First, point of view is everything. Two people sitting on opposite sides of a table will see the same pepper pot. But to one, the pepper is on the left, to the other, the right. The very human inability/refusal to see the other side is very much in play here. Ten Low and the child see the war and its aftermath from the perspective of their own side. Each makes sense. Neither is inherently right or wrong. Holborn has the wonderful knack of twisting the reader’s sensibilities as she jumps effortlessly from one side of the table to the other.
Second, a focus on where the pepper pot sits on the table can blind everyone to the fact that the table itself is rotten. Now the war is over, both Ten Low and the child have been cast aside, their “usefulness” at an end. Large organizations, be they governments or corporations, only care when it helps them achieve their aims. Once that time is past, the people who relied upon and trusted them find themselves either abandoned or crushed underfoot. Something for the reader to think about long after the pages are closed and Ten Low takes its place of honor on the bookshelf.

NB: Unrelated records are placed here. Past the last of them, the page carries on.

PR #418, opened 2022-02-03
Feature/render OpenStreetMap tiles

codebot:
This is a mega-PR that allows Traffic Editor to work in a global coordinate system: WGS84 latitude/longitude. To make sense of where you are in the world the editor will stream OpenStreetMap tiles into the UI when you're editing a WGS84-based map.

OpenStreetMap tiles are cached locally in a subdirectory in `~/.cache`. The size of this cache is periodically calculated. At some point in the future we could consider auto-deleting old tiles, but at the moment in our current use case it seems to stay around 100-150 MB given "typical" amounts of scrolling/panning/zooming, which doesn't seem so bad.

To choose between this new "geo-referenced" mode and the "classic" Traffic-Editor coordinates of "pixels on a canonical building drawing", there is a dialog box that pops up when you create a new building map.


cnboonhan (approved):
looks great to me!

PR #423, opened 2022-03-07
fix cmake ament_index_cpp dependency for rolling

codebot:
Haven't tested this yet on Jammy, but I think this might fix the `rolling` builds which are currently failing on Ubuntu Jammy. At least, this doesn't break `galactic` on Ubuntu Focal.


Yadunund (approved):
LGTM 😄

PR #427, opened 2022-03-14
Update changelog

codebot:
Prepare for 1.5.0 release


rmf_traffic_editor_test_maps/CHANGELOG.rst
```diff
@@ -2,6 +2,9 @@
 Changelog for package rmf_traffic_editor_test_maps
 ^^^^^^^^^^^^^^^^^^^^^^^^^^^^^^^
 
+1.5.0 (2022-03-13)
+------------------
+
```
marcoag, line 7: In previous RMF packages, and as an agreement with @mxgrey, we wouldn't add the entry to the `CHANGELOG.md` if there's nothing new added to the package. However since it's actually getting released but with nothing new I think it makes sense to add it and leave it empty like this.

marcoag (approved):

PR #5486, opened 2024-11-25
enh: free allocatable `StructInstanceMember`

kmr-srbh:
Part of #3770 

We now free allocatables inside `StructType` like:

```fortran
program main
    type my_type
        integer, allocatable :: int(:)
    end type

    type(my_type) :: x

    allocate(x%int(2))
end program
```

Along with this, we also free other scalar allocatables like `integer, allocatable :: int`.


src/libasr/pass/insert_deallocate.cpp
```diff
@@ -78,32 +76,44 @@ class InsertDeallocate: public ASR::CallReplacerOnExpressionsVisitor<InsertDeall
...
+                        if (ASR::is_a<ASR::StructInstanceMember_t>(*allocate_stmt->m_args[i].m_a)) {
+                            this->visit_expr(*allocate_stmt->m_args[i].m_a);
+                            ASR::StructInstanceMember_t* s = ASR::down_cast<ASR::StructInstanceMember_t>(allocate_stmt->m_args[i].m_a);
+                            if (ASRUtils::is_allocatable(ASRUtils::symbol_type(s->m_m))
+                                && ASRUtils::symbol_StorageType(ASRUtils::symbol_get_past_external(s->m_m)) != ASR::storage_typeType::Save) {
+                                default_storage_variables_to_deallocate.push_back(al, allocate_stmt->m_args[i].m_a);
+                            }
+                        }
+                    }
+                }
```
kmr-srbh, line 105: This is the new change.

kmr-srbh:
I feel the logic of collecting variables can be improved. I will try to look into it.

src/libasr/pass/insert_deallocate.cpp
certik: How does this work --- will it deallocate the members when the struct goes out of scope, even inside functions (not just the main program)?

certik:
Also add a test for a struct in a function and call the function multiple times; let's ensure it gets deallocated each time.

src/libasr/pass/insert_deallocate.cpp
kmr-srbh: With the current design we can only free for the program scope, but after #5483 is merged, we can also free at the end of other scopes like `function`. I think we can improve the design further to make it easier to handle the scopes.

certik:
Rebase it on top of main, get the CI to work. Let's ensure the leak is fixed via valgrind. Then we can merge, and further improve with subsequent PRs.

kmr-srbh:
The current failure is due to this case:

```fortran
program class_11
    implicit none
    type t_1
        character(:), allocatable :: beta
    end type t_1

    type t
        class(t_1), allocatable :: alpha
    end type t

    type(t) :: gamma
    allocate(gamma%alpha)
    allocate(character(4) :: gamma%alpha%beta)

    ! Added manually to create MRE
    deallocate(gamma%alpha%beta)
    deallocate(gamma%alpha)
end program class_11
```

We have 2 things here:
1. We have a bug with handling `deallocate(gamma%alpha%beta)` when `alpha` is `ClassType`. This is unrelated to changes here.
2. We need to figure out the logic to deallocate implicitly exactly in the order above as `gamma%alpha%beta` is dependent on `gamma%alpha`. We need to figure out the correct dependency.

1 came up now when we tried to deallocate it implicitly. For now, we can disable this test, fix 1 and then work on 2.

certik:
Yes, you can disable the test if all 3rd party codes work. If they fail, then we need to skip this case inside our lfortran code.

assem2002:
For struct case condition. We have to change function `get_allocatable_default_storage_variables()` in `insert_deallocate.cpp` to do one more step and to test for struct variable, then it should call a function that recursively wraps struct members in `StructInstanceMember` node.
So a change in   `get_allocatable_default_storage_variables()` to detect struct variables + function with similar signature as this ` Vec<ASR::expr_t*> fetch_allocatables_in_structs(ASR::struct_t* ss)` it will call itself to create such expression `aa%bb%cc%dd` then you deallocate them all

kmr-srbh:
Yes @assem2002. I think you did something similar for SNAP. I will try to take a look into that code and make progress. :+1:

kmr-srbh:
Ready.

kmr-srbh:
Some failures occur, I will take a look into it tomorrow morning (IST).

kmr-srbh:
The failure is caused due to cases of nested `allocatable` derived types. This is a bit involved. Working on it.

kmr-srbh:
The failure in `derived_types_32.f90` will be fixed using #5512.

kmr-srbh:
The current failure is due to the `simplifier` pass. I will take a look into this today and try to wrap up this PR.

PR #5485, opened 2024-11-25
feat: introduce and implement `--semantics-only`

Pranavchiku:
Fixes https://github.com/lfortran/lfortran/issues/5480

PR #5499, opened 2024-11-26
test: do not check no llvm for semantics only

Pranavchiku:
Fixes https://github.com/lfortran/lfortran/pull/5485#discussion_r1858862450


certik (approved):
Thanks!

PR #5503, opened 2024-11-26
CMake: use libunwind automatically for LLVM >= 12

certik:
And only on linux. This allows unified treatment of the unwind dependency across all platforms: on linux and LLVM >= 17 we install it, and it gets automatically picked up, on other platforms or LLVM < 17 we do not install it and do not pick it up.

This was initially introduced in https://github.com/lfortran/lfortran/pull/5031.


certik:
Looks like this is required already for LLVM >= 12.

PR #5504, opened 2024-11-26
Build on Windows using pixi and shell

certik:


certik:
Usage:
```
pixi r -e llvm11 build
```
Currently it gets far in compilation but fails with:
```
C:\Users\ondrejcertik\repos\lfortran\src\lfortran\semantics\ast_body_visitor.cp
p(1,1): error C1128: number of sections exceeded object file format limit: comp
ile with /bigobj [C:\Users\ondrejcertik\repos\lfortran\src\lfortran\lfortran_li
b.vcxproj]
```

PR #5489, opened 2024-11-25
Add environments to pixi

certik:

PR #5505, opened 2024-11-27
Add environments to pixi.toml

certik:
The CI works, but I left it disabled for now to save runners. Once we can replace some existing jobs, then we'll switch.

This ports changes from #5489, except `pixi.lock`, since it's a huge file.


certik:
This doesn't touch any existing functionality, so we'll merge it.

Third, there are a whole slew of ideas here that have not yet been fully developed. Holborn’s world is far bigger than what we see in Ten Low. Ten Low is a fine, stand-alone book but it leaves the reader wanting – and expecting – so much more from the sequel. A lot of writers, when writing a series, write one story and chop it off arbitrarily at page whatever, leaving the reader feeling they’ve been conned. A long story is not a series, it’s a long story. The writer should finish it in one go. Holborn does not make this mistake. Ten Low is a story with an ending – and a good one at that. It’s simply that there are more books here to be written. Holborn’s is a world of depth and nuance with room to go deeper into the rabbit hole. I, for one, will be delighted to follow along.